Editorial: “It’s still the economy stupid”
On opinion and front pages of papers across the country, reporters and columnists alike declared that the slow rate of jobs being added to the economy continues to be a dagger in the heart of President Barack Obama’s campaign for reelection. True enough. After all the hoopla and feel-good campaigning at last week’s National Democratic Convention in Charlotte, N.C. — where the central message was contrasting a Democratic Party that supports economic justice for the middleclass, as well as adequate spending on education, health care, Social Security, Medicare and other programs that protect the welfare of the nation’s vast majority of people, compared to a Republican party that caters to the wealthiest few and would cut benefits to most Americans — the central issue of this campaign is still about the economy.
But the nation’s media do a disservice in educating their readers about this election when they continue to focus on the present headlines without putting those numbers and the corresponding news in perspective.

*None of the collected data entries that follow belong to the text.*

PR #1717, opened 2020-04-09
Issue 1656 Notifications

Manasa2850:
Solves #1656

### DIFF
--- a/client/app/widgets/Notifications/__tests__/Notifications.spec.jsx
+++ b/client/app/widgets/Notifications/__tests__/Notifications.spec.jsx
@@ -2,7 +2,7 @@
 import React from 'react';
 import axios from 'axios';
 import { mount } from 'enzyme';
-import { Notifications } from '../index';
+import Notifications from '../index';
 
 let axiosGetSpy;
 let axiosDeleteSpy;
@@ -12,7 +12,7 @@ const data = {
   fetch_notifications: ['Notification 1'],
 };
 
-const component = (
+const getComponent = () => (
   <Notifications element={<button type="button">Notifications</button>} />
 );
 
--- a/client/app/widgets/Notifications/__tests__/Notifications.spec.jsx
+++ b/client/app/widgets/Notifications/__tests__/Notifications.spec.jsx
@@ -12,7 +12,7 @@ const data = {
   fetch_notifications: ['Notification 1'],
 };
 
-const getComponent = () => (
+const component = (
   <Notifications element={<button type="button">Notifications</button>} />
 );
 
--- a/client/app/widgets/Notifications/index.jsx
+++ b/client/app/widgets/Notifications/index.jsx
@@ -27,19 +27,12 @@ const Notifications = ({
   const [modalKey, setModalKey] = useState(undefined);
   const [signedInKey, setSignedInKey] = useState(undefined);
 
-  const setBody = (notifications) => {
+  const setBody = (notifications1: string[]) => { //I have changed notifications to notifications1 in order to avoid no-shadow error.
     let updatedNotifications = '';
-    notifications.forEach((item: string) => {
+    notifications1.forEach((item: string) => {
       updatedNotifications += `<div>${item}</div>`;
     });
     setNotifications(updatedNotifications);
-  };
-
-  const changeTitle = (count: number) => {
-    let { title } = window.document;
-    const eliminate = `${title.substr(0, title.indexOf(') '))})`;
-    title = title.replace(eliminate, '');
-    window.document.title = count === 0 ? title : `(${count}) ${title}`;
   };
 
   const fetchNotifications = () => {
@@ -71,14 +64,14 @@ const Notifications = ({
 
   useEffect(() => fetchNotifications(), []);
 
-  const getPusherKey = (signedInKey) => {
-    setSignedInKey(signedInKey);
+  const getPusherKey = (signedInKey1: number) => {
+    setSignedInKey(signedInKey1);
     const metaPusherKey = Array.from(
       window.document.getElementsByTagName('meta'),
     ).filter((item) => item.getAttribute('name') === 'pusher-key')[0];
     const pusherKey = metaPusherKey.getAttribute('content');
     const pusher = new window.Pusher(pusherKey, { encrypted: true });
-    const channel = pusher.subscribe(`private-${signedInKey}`);
+    const channel = pusher.subscribe(`private-${signedInKey1}`);
     channel.bind('new_notification', (response: any) => {
       if (response && response.data) {
         fetchNotifications();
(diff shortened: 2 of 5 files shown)


client/app/widgets/Notifications/__tests__/Notifications.spec.jsx
```diff
@@ -12,7 +12,7 @@ const data = {
   fetch_notifications: ['Notification 1'],
 };
 
-const component = (
+const getComponent = () => (
```
julianguyen, line 15: I'm confused about why you made this into a function and renamed this. This new function isn't even being used in this file. I think we can keep what was originally here.

client/app/widgets/Notifications/index.jsx
```diff
@@ -18,25 +18,26 @@ export type State = {
...
-    super(props);
-    this.state = { notifications: '', alreadyMounted: false, open: false };
-  }
+const Notifications = ({
+  element,
+}: Props) => {
+  const [notifications, setNotifications] = useState('');
+  const [alreadyMounted, setAlreadyMounted] = useState(false);
+  const [open, setOpen] = useState(false);
+  const [modalKey, setModalKey] = useState('');
```
julianguyen, line 27: Since this prop is not required, I don't think we need to set the initial state to a string. This should be `undefined` instead. I think this may be responsible for some issues you're having with linting and likely the tests.

client/app/widgets/Notifications/index.jsx
```diff
@@ -18,25 +18,26 @@ export type State = {
...
+  const [signedInKey, setSignedInKey] = useState(0);
```
julianguyen, line 28: Same comment as above.

client/app/widgets/Notifications/index.jsx
```diff
@@ -45,90 +46,76 @@ export class Notifications extends React.Component<Props, State> {
...
-          onClick={this.clearNotifications}
+          onClick={clearNotifications}
         >
           {I18n.t('notifications.clear')}
         </button>
       </div>
     );
   };
-
-  render() {
```
julianguyen, line 115: We shouldn't be deleting the return value of this. Instead of using the render function, we should just return.

client/app/widgets/Notifications/__tests__/Notifications.spec.jsx
Manasa2850: Sure :+1:

client/app/widgets/Notifications/index.jsx
Manasa2850: Ok I'll make the required changes. Thank you!

Manasa2850:
@julianguyen could you please help me resolve the `no-use-before-define` error I'm getting in circleci.
Thanks!

client/app/widgets/Notifications/index.jsx
```diff
@@ -18,117 +18,121 @@ export type State = {
...
+    ).filter((item) => item.getAttribute('name') === 'pusher-key')[0];
+    const pusherKey = metaPusherKey.getAttribute('content');
+    const pusher = new window.Pusher(pusherKey, { encrypted: true });
+    const channel = pusher.subscribe(`private-${signedInKey1}`);
+    channel.bind('new_notification', (response: any) => {
+      if (response && response.data) {
+        fetchNotifications();
+      }
+    });
+  };
```
whyderrick, line 88: Hey @Manasa2850, I'm brand new, but I think you can fix the `no-use-before-defined` warning you're seeing by moving this declaration (lines 75 - 88) above line 46. 

`no-use-before-defined` is complaining because you're referring to `getPusherKey` on line 46, but defining `getPusherKey` on 75. Does that make sense?

Manasa2850: That won't help because `getPusherKey()` and `fetchNotifications()` use each other

whyderrick: Oh. Thanks. Let me look a little more closely then. I'll post a new comment when I have a slightly better understanding of what's happending

whyderrick: Could we have `getPusherKey` return the key from line 80 or the pusher instance on line 81 and pull out a separate function `subscribeToPusher`  with the code on line 82 - 87? Right now it's doing 2 things: getting the key *and* subscribing to the channel with that key. Splitting that into two functions might let us define `getPusherKey` above `fetchNotifications` and add some clarity about the responsibility of each function.

(I don't have the project running locally, or much context for the project, so this might be out of step with  practices in the repo, misinformed, or just bad. I'm sorry if any of those are true).

Manasa2850: That didn't work too :(
You can check my latest commits. I've tried what you suggested

Jacek-202: Hi @Manasa2850 
Check this issue https://github.com/eslint/eslint/issues/12473
It should be ok to disable checking function declaring for this particular file.
/*eslint no-use-before-define: ["error", { "functions": false }]*/

whyderrick: Thanks for finding the eslint issue, Jacek!

I was planning to ask in the channel for help refactoring these fix this error, because I don't have the JS chops to do it myself. But if there aren't good suggestions on that today, I'd support skipping the line that raises on it.

Manasa2850: Thanks @Jacek-202 !!

client/app/widgets/Notifications/index.jsx
```diff
@@ -18,117 +18,122 @@ export type State = {
...
+  const fetchNotifications = () => {
+    setAlreadyMounted(alreadyMounted);
+    setSignedInKey(signedInKey);
     return axios
       .get('/notifications/signed_in')
       .then((response: any) => {
         if (response && response.data && response.data.signed_in !== -1) {
           if (response.data.signed_in !== signedInKey) {
-            this.getPusherKey(response.data.signed_in);
+            getPusherKey(response.data.signed_in);
```
whyderrick, line 54: If you place `// eslint-disable-next-line no-use-before-define` above this line, you'll silence the linter error that's breaking on CircleCI. Then you shouldn't need the comment on line 75.

whyderrick: @Manasa2850 I asked in [Slack](https://ifme.slack.com/archives/C725HPXFF/p1586841508019100) and Nishiki had a better solution. We can define change our function definitions to use the function keyword instead of the assigning them to variables. 

`const fetchNotifications = () => {` becomes ``

and `const getPusherKey = (signedInKey1: number) => {` becomes `function getPusherKey(signedInKey1: number)`

After I gave you non-working suggestions, I set up the repo so I could try things out. I ran the linter locally by running `eslint 'app/**/*.js' 'app/**/*.jsx' app/widgets/Notifications/index.jsx` so I'm pretty sure it'll work. (You can use that command to see what lint errors you have without actually pushing up a new commit).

Yes, as Saturday’s news reported, the nation only added 96,000 jobs in August, which was below expectations, instead of somewhere around 120,000 (ok, but not great) to 150,000 (the average number of jobs added each month for the past year.)
But the issue in this election isn’t about what the job status is today, but which policies of the two major political parties would be more apt to help the economy expand over the next four years, or might put it back into a tailspin.
Today’s job growth, then, might be compared to the last year President George W. Bush was in office — when the full force of his tax cuts and deregulation of the finance industries were in effect. Here are the facts: During the first eight months of 2008, the nation lost an average of 137,000 jobs per month (just over 1 million jobs). It got worse in September and October, averaging 351,000 jobs lost in those two months! Then the bottom fell out of the economy. That November and December, the nation lost 1.3 million jobs — the largest two-month job loss since September and October of 1945. The worst, in other words, in 73 years.
Moreover, in 2008, private employment in the nation declined by 3.2 million jobs — the largest net loss, as measured by the Current Employment Statistics survey produced by the U.S. Department of Labor, since such statistics began in 1939.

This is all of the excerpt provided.